Back Propagation Or BP
The helpfulness of the network comes from its capability to respond to input patterns in any desirable fashion. For this to happen, it is essential to train the network to respond correctly to a specified input pattern. Training or knowledge acquisition happens by modifying the weights of the network to get the required output. The wieldiest used learning mechanism for multilayered perceptrons is the back propagation algorithm or BP.
The difficulty of finding best set of weights to minimize error in between the actual and expected response of the network can be considered a non-linear optimization problem.

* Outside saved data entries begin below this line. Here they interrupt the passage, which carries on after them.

PR #3442, opened 2026-08-21
EDM-5284: Accept runAs alongside catalog item references

keitwb:
Previously this would fail validation at the initial API validation layer.

Assisted-by: Claude <noreply@anthropic.com>


celdrake:
Behavior seen as correct from UI/CLI, thanks.
Leaving formal review to others.

kkyrazis (approved):

PR #3247, opened 2026-07-19
EDM-4772: Partially consolidate CLI e2e VM setup

eldar101:
## Summary

Removes unnecessary per-test VM setup from API-only CLI e2e specs.

The CLI suite now starts with a no-VM harness by default and only starts a VM for specs labeled `needvm`. Specs that use console, device enrollment, agent version, or live device workload behavior keep VM setup. API-only CLI validation/list/create/edit/event specs avoid the VM cost.

`imagebuild`, `fips`, and `backup_restore` were inspected on current `main`; they already use no-VM or lazy-VM patterns, so this PR only changes `test/e2e/cli`.

## Release target

- [x] release-1.3

Target release: release-1.3

PR #3445, opened 2026-08-23
EDM-4858: Backport version check fix to release 1.2

eldar101:
Backports the 79621 version check behavior to release-1.2.

The test title and current behavior validate that the local CLI client matches the deployed server. release-1.2 still required the agent version to match the server, which can fail in this CLI-only test path even though the client/server versions are aligned

This keeps the test focused on client/server and expects the agent lookup to be skipped when no VM is initialized.

backport of fix made here:
https://github.com/flightctl/flightctl/pull/3247/changes#diff-6d90889beb67a5e1b18c665f20add64ca4e339ab6a32611ecf48fc85b7814fe5R526


dudyas6:
lgtm

dudyas6 (approved):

The BP algorithm uses illustration input-output pairs to train the network. An input pattern is represented to the network, and the network unit activations are determined on a forward pass through the network. The output unit activations present the network's current response to the specified input pattern. This output is then compared to a desired output for the specified input pattern, and, suppose a logistic activation function, error terms are determined for each output unit by the given operation as:
Δoi = dE/ dWij = (Ti - Aoi) Ahj(1 - Ahj)..............................Eqn (7)
Whereas:
- E is the network error
- Ti the desired activation of output unit i,
- Aoi the actual activation of output unit i,
- Ahj the actual activation of hidden unit j.
The weights leading into the hidden nodes are after that adjusted according to the given equation as:
ΔWij = - k Δoi Ahj................................Eqn(9)
Whereas k is the small constant often referred to the learning rate
The error terms are after that propagated back to the hidden layer, whereas they are used to determined the error terms for the units of the hidden layer as given below:
The weights from the input layer to the hidden layer are adjusted as in Eq. 8. Momentums terms may be added to the hidden layer are adjusted as in Eq. 8 to raise the rate of convergence. Such terms attempt to speed convergence by preventing search, from falling into shallow local minima, throughout search process. The strength of the error terms will depend upon the productivity of the current direction over a period of iterations and hence introduces a more global prospective to search. A wildly utilization of simple momentum strategy is given as:
- A momentum term was added to the weight update equation as given below:
ΔWij = (t + 1) = η∑ (Δjoj ) + α ΔWij (t )........................Eqn(10)
Whereas α is a momentum rate.
• If the total network error rise over a specific percentage, say 1%, from the previous iteration, the momentum rate α is instantly set to zero until the error is again decreased. This permits the search process to reorient itself it gets off track. One time the error is again decreased, the momentum rate is reset to its original value.
Throughout training, the total network error typically drops quickly during the initial iterations however easily become destabilized while using high learning rates. As the total network error converges towards zero, the rate of change in error gradually reduces, but the gradient descent search process such can tolerate higher learning rates before destabilizing. In order to acquire advantage of this technique, a small acceleration factor ω was utilized to accelerate the learning rate from a small initial value as 0.01 to some maximum value as 0.75 over some thousand iterations. The acceleration happens in a compound fashion, increasing the learning rate at all iteration according to the given equation:
η= ω η ........................Eqn (11)
It ensures that large increase in the learning rate does not happen until the convergence process has stabilized. Employ of the acceleration factor was highly effective, typically decreasing convergence time by thousands of iterations. For this study, ω was set equivalent to 1.001.